PR #787, opened 2017-10-26
Initial Trust Metric Implementation

caffix:


p2p/trust/trustmetric.go
```diff
@@ -0,0 +1,394 @@
...
+	History      []float64 `json:"history"`
+}
+
+func loadSaveFromFile(key string, isLoad bool, data *peerHistory) *peerHistory {
+	tmhome, ok := os.LookupEnv("TMHOME")
+	if !ok {
+		return nil
+	}
+
+	filename := filepath.Join(tmhome, "trust_history.json")
```
ebuchman: cool. We should better integrate this with the rest of the package and use a new config.TrustHistory field for this instead of new hard_coded values. Eg. like the AddrBook (and its config https://github.com/tendermint/tendermint/blob/master/config/config.go#L212)

p2p/trust/trustmetric.go
```diff
@@ -0,0 +1,394 @@
...
+
+	go store.processRequests()
+}
+
+type peerHistory struct {
+	NumIntervals int       `json:"intervals"`
+	History      []float64 `json:"history"`
+}
+
+func loadSaveFromFile(key string, isLoad bool, data *peerHistory) *peerHistory {
```
ebuchman: this feels weird. Can we just have too separate functions.

p2p/trust/trustmetric.go
```diff
@@ -0,0 +1,394 @@
...
+	Resp chan *TrustMetric
+}
+
+type trustMetricStore struct {
+	PeerMetrics map[string]*TrustMetric
+	Requests    chan *peerMetricRequest
+	Disconn     chan string
+}
+
+func init() {
```
ebuchman: lets try to model the trustMetricStore like the AddrBook, rather than just spawning it in the `init()`

p2p/trust/trustmetric.go
```diff
@@ -0,0 +1,394 @@
...
+)
+
+type peerMetricRequest struct {
+	Key  string
+	Resp chan *TrustMetric
+}
+
+type trustMetricStore struct {
+	PeerMetrics map[string]*TrustMetric
+	Requests    chan *peerMetricRequest
```
ebuchman: do these channels need to be public? And can we get comments on them please? Same with all the other structs and functions.

caffix:
I have attempted to make the changes requested in the PR comments.

p2p/trust/trustmetric.go
```diff
@@ -0,0 +1,558 @@
...
+	tm.integralWeight = config.IntegralWeight
+	tm.intervalLen = config.IntervalLen
+	// The maximum number of time intervals is the tracking window / interval length
+	tm.maxIntervals = int(config.TrackingWindow / tm.intervalLen)
+	// The history size will be determined by the maximum number of time intervals
+	tm.historyMaxSize = intervalToHistoryIndex(tm.maxIntervals) + 1
+	// This metric has a perfect history so far
+	tm.historyValue = 1.0
+	// Setup the channels
+	tm.update = make(chan *updateBadGood, 10)
```
melekes: magic number. better extract this to a `const defaultUpdateChanCapacity = 10)`

melekes:
Cool stuff 👍  This could probably use more tests (to check that the algorithm works)

docs/architecture/adr-006-trust-metric.md
```diff
@@ -0,0 +1,243 @@
...
+
+Instead, having shorter intervals, but keeping a history of interval values, will give our metric the flexibility needed in order to keep the network stable, while also making it resilient against a strategic malicious node in the Tendermint peer-to-peer network. Also, the metric can access trust data over a rather long period of time while not greatly increasing its history size by aggregating older history values over a larger number of intervals, and at the same time, maintain great precision for the recent intervals. This approach is referred to as fading memories, and closely resembles the way human beings remember their experiences. The trade-off to using history data is that the interval values should be preserved in-between executions of the node.
```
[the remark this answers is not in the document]
caffix: agreed. I also noticed during the simulations that, adding the fading memories functionality smoothed out the results a bit

caffix:
Thanks. I have made all the changes requested within your comments. Also, I have run simulations with the trust metric to test the algorithm, but am looking forward to using it within a testnet in order to better understand typical node behavior

p2p/trust/trustmetric.go
```diff
@@ -0,0 +1,545 @@
...
+func (tms *TrustMetricStore) OnStop() {
+	tms.mtx.Lock()
+	defer tms.mtx.Unlock()
+
+	// Stop all trust metric goroutines
+	for _, tm := range tms.peerMetrics {
+		tm.Stop()
+	}
+
+	tms.saveToDB()
```
ebuchman: Should we saveToDB more frequently so we don't lose data if there's a crash? Perhaps a separate go-routine that persists this info every minute or so?

p2p/trust/trustmetric.go
```diff
@@ -0,0 +1,545 @@
...
+// GetPeerTrustMetric returns a trust metric by peer key
+func (tms *TrustMetricStore) GetPeerTrustMetric(key string) *TrustMetric {
+	tms.mtx.Lock()
+	defer tms.mtx.Unlock()
+
+	tm, ok := tms.peerMetrics[key]
+	if !ok {
+		// If the metric is not available, we will create it
+		tm = NewMetricWithConfig(tms.config)
+		if tm != nil {
```
ebuchman: this should never return nil, so we shouldn't need to check.

p2p/trust/trustmetric.go
```diff
@@ -0,0 +1,545 @@
...
+	// Obtain the history data we have so far
+	bytes := tms.db.Get(trustMetricKey)
+	if bytes == nil {
+		return false
+	}
+
+	peers := make(map[string]peerHistoryJSON, 0)
+	err := json.Unmarshal(bytes, &peers)
+	if err != nil {
+		cmn.PanicCrisis(cmn.Fmt("Could not unmarchal Trust Metric Store DB data: %v", err))
```
ebuchman: unmarshal

p2p/trust/trustmetric.go
```diff
@@ -0,0 +1,545 @@
...
+		tm := NewMetricWithConfig(tms.config)
+
+		// Restore the number of time intervals we have previously tracked
+		if p.NumIntervals > tm.maxIntervals {
+			p.NumIntervals = tm.maxIntervals
+		}
+		tm.numIntervals = p.NumIntervals
+		// Restore the history and its current size
+		if len(p.History) > tm.historyMaxSize {
+			p.History = p.History[:tm.historyMaxSize]
```
ebuchman: so `History` is most recent first. This means we have to use `append` in a "backwards" way (ie. `append([]xxx{x}, xxx...)` vs. `append(xxx, x)`). Is there a particular reason to do it this way rather than put the most recent elements on the end? Seems like this would be less performant since if I'm not mistaken we'll be reallocating memory every time.

p2p/trust/trustmetric.go
caffix: good catch

p2p/trust/trustmetric.go
caffix: agreed. It will be in the next commit

p2p/trust/trustmetric.go
caffix: okay. History is now most recent last. I have updated the calculations to handle this properly and reduced memory allocations related to the history data. Running some tests right now

p2p/trust/trustmetric.go
```diff
@@ -0,0 +1,574 @@
...
+	return config
+}
+
+// Calculates the derivative component
+func (tm *TrustMetric) derivativeValue() float64 {
+	return tm.proportionalValue() - tm.historyValue
+}
+
+// Strengthens the derivative component when the change is negative
+func (tm *TrustMetric) weightedDerivative() float64 {
```
ebuchman: So here `gamma1 = 0` and `gamma2 = 1`, correct? Is that really what we want? And can we make sure it's documented in the proposal.

p2p/trust/trustmetric.go
```diff
@@ -0,0 +1,574 @@
...
+	for count, i := 1, first-1; count < tm.historySize; count, i = count+1, i-1 {
+		// The older the data is, the more we spread it out
+		x := math.Pow(2, float64(count))
+		// Two history data values are merged into a single value
+		tm.history[i] = ((tm.history[i] * (x - 1)) + tm.history[i+1]) / x
+	}
+}
+
+// Map the interval value down to an offset from the beginning of history
+func intervalToHistoryOffset(interval int) int {
```
ebuchman: let's add to the comment what's going on here, ie. `// ie. int(floor(log2(interval))`

p2p/trust/trustmetric.go
```diff
@@ -0,0 +1,574 @@
...
+}
+
+// Calculates the integral (history) component of the trust value
+func (tm *TrustMetric) calcHistoryValue() float64 {
+	var wk []float64
+
+	// Create the weights.
+	hlen := tm.numIntervals
+	for i := 0; i < hlen; i++ {
+		x := math.Pow(.8, float64(i+1)) // Optimistic weight
```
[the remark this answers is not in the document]
ebuchman: Also, we shouldn't need to recompute these `wk` every time right? Should we keep the `wk` in the `tm` and just append to it if needed?

Same with `wsum`.

p2p/trust/trustmetric.go
```diff
@@ -0,0 +1,574 @@
...
+// trust metric tracking window to be large while maintaining a small
+// number of history data values
+func (tm *TrustMetric) updateFadedMemory() {
+	if tm.historySize < 2 {
+		return
+	}
+
+	first := tm.historySize - 1
+	// Keep the most recent history element
+	for count, i := 1, first-1; count < tm.historySize; count, i = count+1, i-1 {
```
ebuchman: this is hard to read. is it possible to simplify?

p2p/trust/trustmetric.go
```diff
@@ -0,0 +1,574 @@
...
+	defer tms.mtx.Unlock()
+
+	// Stop all trust metric go-routines
+	for _, tm := range tms.peerMetrics {
+		tm.Stop()
+	}
+
+	// Make the final trust history data save
+	tms.saveToDB()
+	tms.BaseService.OnStop()
```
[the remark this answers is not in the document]
caffix: I wasn't sure. Thank you for letting me know.

p2p/trust/trustmetric.go
```diff
@@ -0,0 +1,574 @@
...
+}
+
+// NewTrustMetricStore returns a store that saves data to the DB
+// and uses the config when creating new trust metrics
+func NewTrustMetricStore(db dbm.DB, tmc TrustMetricConfig) *TrustMetricStore {
+	tms := &TrustMetricStore{
+		peerMetrics: make(map[string]*TrustMetric),
+		db:          db,
+		config:      tmc,
+		stop:        make(chan int, 2),
```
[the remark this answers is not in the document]
caffix: I didn't want it to block the other side.

p2p/trust/trustmetric.go
```diff
@@ -0,0 +1,574 @@
...
+	mtx sync.Mutex
+
+	// The db where peer trust metric history data will be stored
+	db dbm.DB
+
+	// This configuration will be used when creating new TrustMetrics
+	config TrustMetricConfig
+
+	// This channel is used to stop the store go-routine
+	stop chan int
```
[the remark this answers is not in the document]
caffix: I agree about the int type and will fix it.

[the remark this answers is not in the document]
caffix: I'll check out the BaseService channel as well.

p2p/trust/trustmetric.go
```diff
@@ -0,0 +1,574 @@
...
+/* Both of these methods assume the mutex has been acquired, since they write to the map */
+
+var trustMetricKey = []byte("trustMetricStore")
+
+type peerHistoryJSON struct {
+	NumIntervals int       `json:"intervals"`
+	History      []float64 `json:"history"`
+}
+
+// Loads the history data for the Peer identified by key from the store DB.
```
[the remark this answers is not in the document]
caffix: Good catch.

p2p/trust/trustmetric.go
```diff
@@ -0,0 +1,574 @@
...
+		tm.historyValue = tm.calcHistoryValue()
+		// Load the peer trust metric into the store
+		tms.peerMetrics[key] = tm
+	}
+	return true
+}
+
+// Saves the history data for all peers to the store DB
+func (tms *TrustMetricStore) saveToDB() {
+	tms.Logger.Info("Saving TrustHistory to DB", "size", tms.size())
```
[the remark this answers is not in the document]
caffix: I'm fixing the history slice during load. I'm not sure what is wrong with the logger info call.

p2p/trust/trustmetric.go
```diff
@@ -0,0 +1,574 @@
...
+	bytes, err := json.Marshal(peers)
+	if err != nil {
+		tms.Logger.Error("Failed to encode the TrustHistory", "err", err)
+		return
+	}
+	tms.db.SetSync(trustMetricKey, bytes)
+}
+
+// Periodically saves the trust history data to the DB
+func (tms *TrustMetricStore) periodicSave() {
```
★ ★ ★ ★
Exercise requirements:
Where the word "BaseService" shows up in a line of the listing, return that line.

Solution to the problem:
+	tms.BaseService.OnStop()
caffix: I'll check out the BaseService channel as well.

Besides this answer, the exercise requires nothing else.